PR #8924, opened 2025-08-31
scripts: move the update config and restart script to a new dir "prod" for prod modifing scripts

guyf-starkware:


guyf-starkware:
Too many changes in the stack diverge. Will re-do this on a clean stack

PR #9013, opened 2025-09-03
starknet_committer: cached storage

yoavGrs:


dorimedini-starkware (approved):
> @dorimedini-starkware reviewed 2 of 2 files at r2, all commit messages.
> *[Reviewable](https://reviewable.io/reviews/starkware-libs/sequencer/9013)* status: all files reviewed, 2 unresolved discussions (waiting on @TzahiTaub and @yoavGrs)

___
*[a discussion](https://reviewable.io/reviews/starkware-libs/sequencer/9013#-OZK35gxESuIqpRgdTqa:-OZhU2kj9dQ0iSiOYZKr:bvm2u1d) (no related file):*
<details><summary><i>Previously, yoavGrs wrote…</i></summary><blockquote>

WDYT about adding counters for`get` callings and for hitting the cache?
</blockquote></details>

sounds like a good idea, but probably out of scope.
need to find out how apollo tracks metrics, maybe we should plan a dashboard for the committer
___
*[`crates/starknet_patricia_storage/src/map_storage.rs` line 75 at r1](https://reviewable.io/reviews/starkware-libs/sequencer/9013#-OZEZZVzAYU7AOrsYAfF:-OZhUUIY2pxINvPQdt9V:bvmcijv) ([raw file](https://github.com/starkware-libs/sequencer/blob/cf4d1227a8f89242f3cc480f0e45c3a68ba8b648/crates/starknet_patricia_storage/src/map_storage.rs#L75)):*
<details><summary><i>Previously, yoavGrs wrote…</i></summary><blockquote>

We assume that many keys will never be read.
Let's update the value but not insert new entry.
</blockquote></details>

what is the benefit? memory conservation?
because `check-and-update` seems no faster than `set`

TzahiTaub (changes requested):
> @TzahiTaub reviewed 3 of 5 files at r1, 2 of 2 files at r2, all commit messages.
> *[Reviewable](https://reviewable.io/reviews/starkware-libs/sequencer/9013)* status: all files reviewed, 4 unresolved discussions (waiting on @dorimedini-starkware and @yoavGrs)

___
*[`crates/starknet_patricia_storage/src/map_storage.rs` line 75 at r1](https://reviewable.io/reviews/starkware-libs/sequencer/9013#-OZEZZVzAYU7AOrsYAfF:-OZhyFcy0LrjsbyLEUI4:bnpqsl8) ([raw file](https://github.com/starkware-libs/sequencer/blob/cf4d1227a8f89242f3cc480f0e45c3a68ba8b648/crates/starknet_patricia_storage/src/map_storage.rs#L75)):*

what is the benefit? memory conservation?
because `check-and-update` seems no faster than `set`
</blockquote></details>

I think @yoavGrs means that we don't want to cache every written value because that's says nothing on if we will want to read it in the future, so he doesn't want to possibly evacuate items from the cache for this. An item is "worthy" of getting into the cache only if we tried to read it. As the doc of the struct says "/// Only getter methods are cached."
___
*[`crates/starknet_patricia_storage/src/map_storage.rs` line 78 at r1](https://reviewable.io/reviews/starkware-libs/sequencer/9013#-OZEZy4uEU3Z35RUPhlZ:-OZi-f560c2K9t-pPoDS:b-vwt0mw) ([raw file](https://github.com/starkware-libs/sequencer/blob/cf4d1227a8f89242f3cc480f0e45c3a68ba8b648/crates/starknet_patricia_storage/src/map_storage.rs#L78)):*
<details><summary><i>Previously, yoavGrs wrote…</i></summary><blockquote>

Done.
</blockquote></details>

But we don't read from the cache at all in this implementation, we're just doing more work than working with the storage directly. We need to get all the values for the keys that exist in the cache, and mget from storage+ update cache only the keys that don't exist in the cache.
Something like this? (need to make the `mget` signature to accept `&[&DbKey]` instead of `&[DbKey]` to avoid copying the keys.

```
    fn mget(&mut self, keys: &[&DbKey]) -> PatriciaStorageResult<Vec<Option<DbValue>>> {
        let mut results = Vec::with_capacity(keys.len());
        let mut keys_to_fetch = Vec::new();
        let mut indices_to_fetch = Vec::new();

        for (index, key) in keys.iter().enumerate() {
            if let Some(cached_value) = self.cache.get(key) {
                results.push(Some(cached_value.clone()));
            } else {
                results.push(None); // Placeholder for now
                keys_to_fetch.push(*key);
                indices_to_fetch.push(index);
            }
        }

        if !keys_to_fetch.is_empty() {
            let fetched_values = self.storage.mget(&keys_to_fetch)?;
            fetched_values.into_iter().enumerate().filter_map(|(i, v)| v.map(|v| (i, v))).for_each(
                |(i, v)| {
                    let key = keys_to_fetch[i];
                    self.cache.put(key.clone(), v.clone());
                    results[indices_to_fetch[i]] = Some(v);
                },
            );
        }

        Ok(results)
    }
```
___
*[`crates/starknet_patricia_storage/src/map_storage_test.rs` line 43 at r2](https://reviewable.io/reviews/starkware-libs/sequencer/9013#-OZiI-BkBkujB0xAmxPH:-OZiI-Bl5xlPzzsDBnQM:b-al1kui) ([raw file](https://github.com/starkware-libs/sequencer/blob/437abef82c9160d9b0bb898a0460d15570ffd8a6/crates/starknet_patricia_storage/src/map_storage_test.rs#L43)):*
> ```XML
>     // storage = {1:1, 3:3}
>     assert!(storage.get(&key_2.clone()).unwrap().is_none());
> }
> ```

I would be happy to have a test for the cache speed up (in another PR). Have some MockSlowStorage that calls `sleep` for every `get` and `mget` (can be the same for both or the mget proportional to the number of items, but a lot less than the number of items * get sleep time), and verify that mget for, e.g., 10 storage times that some of are in the cache, is faster than calling mget on the storage directly.

dorimedini-starkware (commented):
> *[Reviewable](https://reviewable.io/reviews/starkware-libs/sequencer/9013)* status: all files reviewed, 3 unresolved discussions (waiting on @TzahiTaub and @yoavGrs)

___
*[`crates/starknet_patricia_storage/src/map_storage.rs` line 78 at r1](https://reviewable.io/reviews/starkware-libs/sequencer/9013#-OZEZy4uEU3Z35RUPhlZ:-OZj-BVo991wMUvZIvsP:b-6r3f40) ([raw file](https://github.com/starkware-libs/sequencer/blob/cf4d1227a8f89242f3cc480f0e45c3a68ba8b648/crates/starknet_patricia_storage/src/map_storage.rs#L78)):*

But we don't read from the cache at all in this implementation, we're just doing more work than working with the storage directly. We need to get all the values for the keys that exist in the cache, and mget from storage+ update cache only the keys that don't exist in the cache.
Something like this? (need to make the `mget` signature to accept `&[&DbKey]` instead of `&[DbKey]` to avoid copying the keys.

```
    fn mget(&mut self, keys: &[&DbKey]) -> PatriciaStorageResult<Vec<Option<DbValue>>> {
        let mut results = Vec::with_capacity(keys.len());
        let mut keys_to_fetch = Vec::new();
        let mut indices_to_fetch = Vec::new();

        for (index, key) in keys.iter().enumerate() {
            if let Some(cached_value) = self.cache.get(key) {
                results.push(Some(cached_value.clone()));
            } else {
                results.push(None); // Placeholder for now
                keys_to_fetch.push(*key);
                indices_to_fetch.push(index);
            }
        }

        if !keys_to_fetch.is_empty() {
            let fetched_values = self.storage.mget(&keys_to_fetch)?;
            fetched_values.into_iter().enumerate().filter_map(|(i, v)| v.map(|v| (i, v))).for_each(
                |(i, v)| {
                    let key = keys_to_fetch[i];
                    self.cache.put(key.clone(), v.clone());
                    results[indices_to_fetch[i]] = Some(v);
                },
            );
        }

        Ok(results)
    }
```
</blockquote></details>

right... good catch!

yoavGrs (commented):
> *[Reviewable](https://reviewable.io/reviews/starkware-libs/sequencer/9013)* status: 26 of 28 files reviewed, 2 unresolved discussions (waiting on @dorimedini-starkware and @TzahiTaub)

___
*[`crates/starknet_patricia_storage/src/map_storage.rs` line 78 at r1](https://reviewable.io/reviews/starkware-libs/sequencer/9013#-OZEZy4uEU3Z35RUPhlZ:-OZsWEJn9WunxbIFU5uV:b-896fix) ([raw file](https://github.com/starkware-libs/sequencer/blob/cf4d1227a8f89242f3cc480f0e45c3a68ba8b648/crates/starknet_patricia_storage/src/map_storage.rs#L78)):*

right... good catch!
</blockquote></details>

Done.
___
*[`crates/starknet_patricia_storage/src/map_storage.rs` line 94 at r5](https://reviewable.io/reviews/starkware-libs/sequencer/9013#-OZtBwVT1v44q-Xu08hF:-O_C9z9B7u5CsS69eJqp:b-896fix) ([raw file](https://github.com/starkware-libs/sequencer/blob/493fa7eb9c9a6c89d0246e0d153403f9c7116dcf/crates/starknet_patricia_storage/src/map_storage.rs#L94)):*

There shouldn't be two clones for the value, take the ownership of the fetched_values. I think this should work, and if it doesn't, something similar should.
</blockquote></details>

Done.
___
*[`crates/starknet_patricia_storage/src/map_storage_test.rs` line 43 at r2](https://reviewable.io/reviews/starkware-libs/sequencer/9013#-OZiI-BkBkujB0xAmxPH:-O_CAAJdBFigbkbMmPqo:blbhy6u) ([raw file](https://github.com/starkware-libs/sequencer/blob/437abef82c9160d9b0bb898a0460d15570ffd8a6/crates/starknet_patricia_storage/src/map_storage_test.rs#L43)):*

I would be happy to have a test for the cache speed up (in another PR). Have some MockSlowStorage that calls `sleep` for every `get` and `mget` (can be the same for both or the mget proportional to the number of items, but a lot less than the number of items * get sleep time), and verify that mget for, e.g., 10 storage times that some of are in the cache, is faster than calling mget on the storage directly.
</blockquote></details>

See here
https://reviewable.io/reviews/starkware-libs/sequencer/9013#-OZK35gxESuIqpRgdTqa
___
*[`crates/starknet_patricia_storage/src/map_storage.rs` line 75 at r5](https://reviewable.io/reviews/starkware-libs/sequencer/9013#-OZtBMMe5Uw9Zb0a_psR:-O_C86KnCogLR1mbBgrP:b-896fix) ([raw file](https://github.com/starkware-libs/sequencer/blob/493fa7eb9c9a6c89d0246e0d153403f9c7116dcf/crates/starknet_patricia_storage/src/map_storage.rs#L75)):*
> ```XML
> 
>     fn mget(&mut self, keys: &[&DbKey]) -> PatriciaStorageResult<Vec<Option<DbValue>>> {
>         let mut values = vec![None; keys.len()]; // The None values are placeholder.
> ```

Done.

TzahiTaub (changes requested):
> @TzahiTaub reviewed all commit messages.
> *[Reviewable](https://reviewable.io/reviews/starkware-libs/sequencer/9013)* status: 26 of 28 files reviewed, 3 unresolved discussions (waiting on @dorimedini-starkware and @yoavGrs)

___
*[`crates/starknet_patricia_storage/src/map_storage.rs` line 94 at r7](https://reviewable.io/reviews/starkware-libs/sequencer/9013#-O_CB9ZrDKVw7eLEwp3R:-O_CB9ZrDKVw7eLEwp3S:b47n8ic) ([raw file](https://github.com/starkware-libs/sequencer/blob/3b27b0dc6df0727d8b1b015f7f6de05b6a225e39/crates/starknet_patricia_storage/src/map_storage.rs#L94)):*
> ```XML
>             .zip(fetched_values.into_iter())
>             .for_each(|((index, key), value)| {
>                 self.cache.put((*key).clone(), value.clone());
> ```

I think this can also be removed



_Suggestion:_
```XML
*key
```

TzahiTaub (approved):
> *[Reviewable](https://reviewable.io/reviews/starkware-libs/sequencer/9013)* status: all files reviewed, 1 unresolved discussion (waiting on @yoavGrs)

TzahiTaub (approved):
> @TzahiTaub reviewed 27 of 27 files at r8, all commit messages.
> *[Reviewable](https://reviewable.io/reviews/starkware-libs/sequencer/9013)* status: all files reviewed, 1 unresolved discussion (waiting on @yoavGrs)

dorimedini-starkware (approved):
> @dorimedini-starkware reviewed 1 of 6 files at r6, 27 of 27 files at r8, all commit messages.
> *[Reviewable](https://reviewable.io/reviews/starkware-libs/sequencer/9013)* status: all files reviewed, 1 unresolved discussion (waiting on @yoavGrs)

TzahiTaub (approved):
> @TzahiTaub reviewed 27 of 27 files at r9, all commit messages.
> *[Reviewable](https://reviewable.io/reviews/starkware-libs/sequencer/9013)* status: all files reviewed, 1 unresolved discussion (waiting on @yoavGrs)

PR #9171, opened 2025-09-10
starknet_os_flow_tests: verify state diff

dorimedini-starkware:


dorimedini-starkware (commented):
> *[Reviewable](https://reviewable.io/reviews/starkware-libs/sequencer/9171)* status: 0 of 5 files reviewed, 1 unresolved discussion (waiting on @nimrod-starkware and @TzahiTaub)

___
*[`crates/starknet_os_flow_tests/src/test_manager.rs` line 535 at r1](https://reviewable.io/reviews/starkware-libs/sequencer/9171#-OZnRklWAK8BtFTtUvNl:-OZnRklWAK8BtFTtUvNm:b-4xrm4y) ([raw file](https://github.com/starkware-libs/sequencer/blob/cb5b1d74d56c9253e93d1aa6e41b086b9b3e37cf/crates/starknet_os_flow_tests/src/test_manager.rs#L535)):*
> ```XML
>         OsTestOutput {
>             runner_output: os_output,
>             decompressed_state_diff: initial_state.nontrivial_diff_maps(decompressed_state_diff),
> ```

Blocking self: I don't like this approach because trivial diffs are probably added due to implementation detail of `as_state_maps`.
when computing the decompressed state diff it would be better to check the actual output of the OS without filtering trivial diffs: if the OS outputs trivial diffs we want to fail the test...



_Code quote:_
```XML
decompressed_state_diff,
```

dorimedini-starkware (commented):
> *[Reviewable](https://reviewable.io/reviews/starkware-libs/sequencer/9171)* status: 2 of 6 files reviewed, 3 unresolved discussions (waiting on @nimrod-starkware and @TzahiTaub)

___
*[`crates/starknet_committer/src/block_committer/input.rs` line 139 at r4](https://reviewable.io/reviews/starkware-libs/sequencer/9171#-O_gHP0r5nbQrXlrvgN-:-O_gWWWL-rbzGmZhd9dK:b-896fix) ([raw file](https://github.com/starkware-libs/sequencer/blob/67b8acbcf90eda303994a73ce9ea685a3f1242b7/crates/starknet_committer/src/block_committer/input.rs#L139)):*

Do you want to return True only iff the storage update for contract address in `self` is equal (and not subset) of the `other`contract address's changes? Please doc this in any case in the function.
</blockquote></details>

Done.
___
*[`crates/starknet_os_flow_tests/src/state_trait.rs` line 15 at r4](https://reviewable.io/reviews/starkware-libs/sequencer/9171#-O_g9mcNCgDMq8lmqaxm:-O_gXuRj8_7se_1_FvHt:b-896fix) ([raw file](https://github.com/starkware-libs/sequencer/blob/67b8acbcf90eda303994a73ce9ea685a3f1242b7/crates/starknet_os_flow_tests/src/state_trait.rs#L15)):*

I don't think we should bypass an Err here and in the rest.
</blockquote></details>

Done.
___
*[`crates/starknet_os_flow_tests/src/test_manager.rs` line 204 at r4](https://reviewable.io/reviews/starkware-libs/sequencer/9171#-O_gR0xdAl0KXQ66eP8b:-O_gbleB4I42m-w5topR:b-p1lzr1) ([raw file](https://github.com/starkware-libs/sequencer/blob/67b8acbcf90eda303994a73ce9ea685a3f1242b7/crates/starknet_os_flow_tests/src/test_manager.rs#L204)):*

Can't we have trivial storage updates in the actual?
</blockquote></details>

apparently not, I [added a test case](https://reviewable.io/reviews/starkware-libs/sequencer/9406) to check this
___
*[`crates/starknet_os_flow_tests/src/test_manager.rs` line 462 at r4](https://reviewable.io/reviews/starkware-libs/sequencer/9171#-O_gKjQz8rPYUaZ34k6g:-O_gYGZGDTH1ew27y6M_:b-8xbrjg) ([raw file](https://github.com/starkware-libs/sequencer/blob/67b8acbcf90eda303994a73ce9ea685a3f1242b7/crates/starknet_os_flow_tests/src/test_manager.rs#L462)):*

I don't know if we will need this in the future, but the conversion from the blockifier's `CommitmentStateDiff` to the committer `StateDiff` seems redundant. We can either impl extend for `CommitmentStateDiff` or have a common trait for these.
</blockquote></details>

this type is needed in `commit_state_diff`, what are you suggesting?

TzahiTaub (approved):
:lgtm:

> @TzahiTaub reviewed 4 of 4 files at r6.
> *[Reviewable](https://reviewable.io/reviews/starkware-libs/sequencer/9171#-:-O_hs9-J5Wy9LaOlb1cF:bnfp4nl)* status: all files reviewed (commit messages unreviewed), 1 unresolved discussion (waiting on @dorimedini-starkware and @nimrod-starkware)

___
*[`crates/starknet_os_flow_tests/src/test_manager.rs` line 462 at r4](https://reviewable.io/reviews/starkware-libs/sequencer/9171#-O_gKjQz8rPYUaZ34k6g:-O_hG6XF6zsuS2JvdGis:b-fahi28) ([raw file](https://github.com/starkware-libs/sequencer/blob/67b8acbcf90eda303994a73ce9ea685a3f1242b7/crates/starknet_os_flow_tests/src/test_manager.rs#L462)):*

this type is needed in `commit_state_diff`, what are you suggesting?
</blockquote></details>

This is out of scope of this PR, but if it's only relevant to the flow tests, then we can just impl 
`pub fn extend(&mut self, other: CommitmentStateDiff)` (instead of the current where `other: Self`, or a generic impl for both if we want). But if it might be used in prod, as the blockifier and committer will communicate directly without serialization of the statediff in between, we might combine the structs (I'm not sure the IndexMap is necessary in the blockifier)  or have a trait of the fields, so both can be used interchangeably.

TzahiTaub (approved):
> @TzahiTaub reviewed all commit messages.
> *[Reviewable](https://reviewable.io/reviews/starkware-libs/sequencer/9171)* status: all files reviewed, 1 unresolved discussion (waiting on @dorimedini-starkware and @nimrod-starkware)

========================================================================

**REQUIRED WORK**
Where in the records does the string "because" appear? Copy every line that has it.

**YOUR RESPONSE**
because `check-and-update` seems no faster than `set`
because `check-and-update` seems no faster than `set`
I think @yoavGrs means that we don't want to cache every written value because that's says nothing on if we will want to read it in the future, so he doesn't want to possibly evacuate items from the cache for this. An item is "worthy" of getting into the cache only if we tried to read it. As the doc of the struct says "/// Only getter methods are cached."
Blocking self: I don't like this approach because trivial diffs are probably added due to implementation detail of `as_state_maps`.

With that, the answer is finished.